=== Work required ===
Copy each line of the entries that contains the word "opened".

=== Supplied entries ===
Issue #1294, opened 2020-03-30
Add support for Hyundai radar -- $500 bounty


geohot:
Your goal is to implement the RadarInterface class, test it, and get it upstreamed: https://github.com/commaai/openpilot/blob/master/selfdrive/car/hyundai/radar_interface.py

Fine if it's only on cars with SCC. Must be from a physical radar, not from a camera or a fusion. Must work on comma's 2020 Sonata.

You'll have to figure out how to get points out of the radar. It's unclear how easy this is.

Currently we only train on cars with radars, this will add Hyundai to the training set.

Olshansk:
I saw this and looked at a few of the other RadarInterface implementations. There are a few commonalities, but the business logic seems to really vary.

I honestly don't think I have enough context to solve this, but I'm curious if you could at least give a quick pointer of how one would go about doing this? Do I need raw data to analyze as a test set?

TK211X:
Can the reward be a Comma 2 instead of $200?

geohot:
Increased bounty due to difficultly of getting radar points. I don't obviously see them on bus 1, the camera points don't count.

TK211X:
Inspection of a disconnect event from MFC demonstrates that 3 messages continue to be created by the Radar ECU.

These are `0x5ED` `0x5EE` `0x5EF`, they appear to serve the purpose of signaling the presence of the Radar ECU on LCAN and only contain a Counter and Checksum on all three messages.

The fallout of the messages on LCAN during MFC disconnect is as follows

43 messages ceased transmission @ .003 Mark / 0.030 FREQ

2 messages ceased transmission @ .013 Mark / 0.030 FREQ

7 messages ceased transmission @ .023 Mark / 0.030 FREQ

3 messages continued to transmit. / 0.050 FREQ

Next course of action is to attempt to trigger the Radar ECU into spitting out radar data.

Most LCAN status messages are very simple and just have a counter. It's very possible you could simply set up a script that goes through every ID on LCAN and generates a message for a few seconds containing a counter in each byte. Several could trigger a set of radar tracks to be output.

TK211X:
I can't seem to understand the difference in models that output Radar tracks onto LCAN and the Sonata where they they decided not to do this for whatever reason.

J-Rojas:
[...]

PR #1346, opened 2020-04-10
add radar interface for Hyundai/Kia/Genesis

AskAlice:
Co-authored-by: xx979xx <40252818+xx979xx@users.noreply.github.com>

I haven't tested this, but this should work.

RE: #1294 Pay xx979xx. He probably could use it more than I do atm considering the situation he's in.

If you'd like to do something for me for jumping through the hoops to make this happen (ie: translating the community code to the point where the CI checks pass), send me a dang replacement OTG dongle and bottom case part (with a higher infill if possible 😬 so easy to break... also would be happy with an STL for that lol) for the eon without making me send it in. I'm happy to pay for the parts and shipping, I just wish you'd let me buy those parts

### DIFF
--- a/selfdrive/car/hyundai/interface.py
+++ b/selfdrive/car/hyundai/interface.py
@@ -18,7 +18,9 @@ class CarInterface(CarInterfaceBase):
 
     ret.carName = "hyundai"
     ret.safetyModel = car.CarParams.SafetyModel.hyundai
-    ret.radarOffCan = True
+    ret.sccBus = 0 if 1056 in fingerprint[0] else 1 if 1056 in fingerprint[1] and 1296 not in fingerprint[1] \
+                                                                     else 2 if 1056 in fingerprint[2] else -1   ret.radarOffCan = ret.sccBus == -1
+
 
     # Hyundai port is a community feature, since we don't own one to test
     ret.communityFeature = True
--- a/selfdrive/car/hyundai/interface.py
+++ b/selfdrive/car/hyundai/interface.py
@@ -18,12 +18,7 @@ class CarInterface(CarInterfaceBase):
 
     ret.carName = "hyundai"
     ret.safetyModel = car.CarParams.SafetyModel.hyundai
-    #not in cereal/car.capnp but I don't wanna fork cereal so
-    #ret.sccBus = 0 if 1056 in fingerprint[0] else 1 if 1056 in fingerprint[1] and 1296 not in fingerprint[1] \
-    #                                                                 else 2 if 1056 in fingerprint[2] else - 1
-    ret.radarOffCan = False if 1056 in fingerprint[0] else False if 1056 in fingerprint[1] and 1296 not in fingerprint[1] else False if 1056 in fingerprint[2] else True
-    # ret.sccBus == -1
-
+    ret.radarOffCan = not (1056 in fingerprint[0])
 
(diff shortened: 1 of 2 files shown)


AskAlice:
Not sure why the planner would error, I didn't change the planner at all. Why is the MPC cost too high? it's not `mpc_nans` because I think it would have logged that in cloudlog.

Interested in seeing someone test this in-vehicle.

selfdrive/car/hyundai/interface.py
```diff
@@ -18,7 +18,12 @@ def get_params(candidate, fingerprint=gen_empty_fingerprint(), has_relay=False,
 
     ret.carName = "hyundai"
     ret.safetyModel = car.CarParams.SafetyModel.hyundai
-    ret.radarOffCan = True
+    #not in cereal/car.capnp but I don't wanna fork cereal so
+    #ret.sccBus = 0 if 1056 in fingerprint[0] else 1 if 1056 in fingerprint[1] and 1296 not in fingerprint[1] \
+    #                                                                 else 2 if 1056 in fingerprint[2] else - 1
+    ret.radarOffCan = False if 1056 in fingerprint[0] else False if 1056 in fingerprint[1] and 1296 not in fingerprint[1] else False if 1056 in fingerprint[2] else True
```
pd0wm, line 24: can you use the `is_ecu_disconnected` helper function here? (selfdrive/car/__init__.py)

pd0wm: See https://github.com/commaai/openpilot/blob/master/selfdrive/car/toyota/interface.py#L246

selfdrive/car/hyundai/interface.py
```diff
@@ -18,7 +18,12 @@ def get_params(candidate, fingerprint=gen_empty_fingerprint(), has_relay=False,
...
+    # ret.sccBus == -1
```
pd0wm, line 25: remove comments?

pd0wm:
Thanks for the PR!

Do you have a recent cabana route I can use to test? Unfortunately our Sonata isn't wired up yet.

selfdrive/car/hyundai/interface.py
pd0wm: You can also only check on bus 0 for now.

AskAlice:
@pd0wm I am unable to test this unfortunately, as my vehicle does not have SCC, but I've been working on hacking together SCC emulation for longitudional on all HKG vehicles with LKAS, which has gotten me familiar enough with this code to make such a PR.

selfdrive/car/hyundai/interface.py
AskAlice: i'm assuming this would be without `or has_relay` because some vehicles might not have SCC, and if we do ever implement SCC emulation then radar data wouldn't be a part of that.

AskAlice: resolved.

selfdrive/car/hyundai/interface.py
AskAlice: resolved with 264eb318171524d76cfaf864740d2c59524e7d0f

pd0wm:
This will go in with the main hkg PR, so I'm closing this.

Regarding the bounty, I think we were looking for a parser that parses the whole point cloud from the radar. I just realized this only gets one point. But I'm not sure on what that data will be present.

=== Answer for this exercise ===
Issue #1294, opened 2020-03-30
PR #1346, opened 2020-04-10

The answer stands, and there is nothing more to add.